Farm Progress

Farmers were urged to ‘get some sheep’ back in 1918 for war effort

As World War I raged, U.S. farmers were asked to raise sheep for meat and for harvesting wool for uniforms.

Jacky Goerzen

November 30, 2017

2 Min Read
GET SHEEP: Farmers in 1918 were being urged to add sheep to their operations in order to help supply meat for feeding troops and wool for making uniforms to clothe the soldiers.

January of 1918 brought a plea from the U.S. government to farmers across America: Get some sheep.

Sheep, it was noted, provide wool for the uniforms of American soldiers fighting World War I. The wool from 20 sheep supplied one uniform. Sheep also supplied meat, and meat and clothing were both badly needed by the troops.
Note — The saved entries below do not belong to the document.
PR #9324, opened 2022-08-16
libssh: setting atime or mtime > 32bit is now just skipped

bagder:
The libssh API used caps the time to an unsigned 32bit variable. Avoid
nasty surprises by instead not setting such time.

Spotted by Coverity.


bagder:
I posted a question/issue to the libssh devs on how this should be handled: https://gitlab.com/libssh/libssh-mirror/-/issues/138

PR #9325, opened 2022-08-16
libssh2: setting atime or mtime >32bit on 4-bytes-long systems

bagder:
Since the libssh2 API uses 'long' to store the timestamp, it cannot
transfer >32bit times on Windows and 32bit architecture builds.

Avoid nasty surprises by instead not setting such time.

Spotted by Coverity

### DIFF
--- a/lib/vssh/libssh2.c
+++ b/lib/vssh/libssh2.c
@@ -1766,8 +1766,15 @@ static CURLcode ssh_statemach_act(struct Curl_easy *data, bool *block)
           sshc->actualcode = CURLE_QUOTE_ERROR;
           break;
         }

An article in the Jan. 6, 1918, Kansas Farmer noted that six of seven U.S. farms did not have sheep, even though almost every farm could support sheep.
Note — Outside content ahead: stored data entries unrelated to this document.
PR #9327, opened 2022-08-17
url: output the maximum when rejecting a url

emilengler:
This commit changes the failf message to output the maximum length,
when curl refuses to process a URL because it is too long.

See: #9317
Closes: #XXXX

### DIFF
--- a/lib/url.c
+++ b/lib/url.c
@@ -154,6 +154,9 @@ static void conn_free(struct connectdata *conn);
 #define UNIX_SOCKET_PREFIX "localhost"
 #endif
 
+/* Reject URLs exceeding this length */
+#define MAX_URL_LEN 0xffff
+
 /*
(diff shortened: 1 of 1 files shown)


lib/url.c
```diff
@@ -2027,7 +2027,7 @@ static CURLcode parseurlandfillconn(struct Curl_easy *data,
       return CURLE_OUT_OF_MEMORY;
   }
   else if(strlen(data->state.up.hostname) > 0xffff) {
-    failf(data, "Too long host name");
+    failf(data, "Too long host name (maximum is 65535)");
```
bagder, line 2030: maybe make a `#define` for it and use it in both places?

emilengler: sounds good.

bagder (approved):

bagder:
Thanks!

“If you have no sheep, you are failing to do all that is in your power to help win the war,” the article chastised.

70 years ago
Everything was new at one time or another. In February of 1948, it was 2,4-D.

T. F. Yost, director of the Noxious Weed Division for the Kansas State Board of Agriculture, was suggesting that farmers try to chemically kill weeds in growing wheat. Yost said he was not able to make specific recommendations for its use, since “there has been little experimental and no known field-scale work conducted in Kansas” up to that time.

Experiments in Nebraska had shown that the best time for treatment was just as jointing begins or right after bloom. Yost recommended that farmers use the treatment only when weeds were serious enough to reduce yields.

50 years ago
John Deere mounted an aggressive program of tractor safety in January of 1968, advocating for roll bar protection on tractors. Researchers had developed a roll bar protocol that placed a steel frame around and over the tractor operator. The “Roll-Gard” in many cases not only protected the operator, but limited rolls to 90 degrees rather than a complete turnover.

The program involved giving away a Roll-Gard to each of 3,000 farm communities in hopes of calling attention to the technology. The company also sent out information leaflets to 1.5 million farms, explaining the protective frame.

In 1968, the National Safety Council estimated that tractor overturn accidents annually claimed about 500 lives in the U.S.

20 years ago
There was “pioneering” technology emerging 20 years ago in January of 1998. It was called “precision agriculture” and involved innovative ideas such as yield monitors on combines. Farmers moving toward adopting that technology were encouraged to share their ideas and data with neighboring farmers in the hope of getting a better handle on how it could profitably be used.

Goerzen is executive director of Old Cowtown Museum in Wichita, where she lives with her husband, Matt, their four children, three cats and a dog.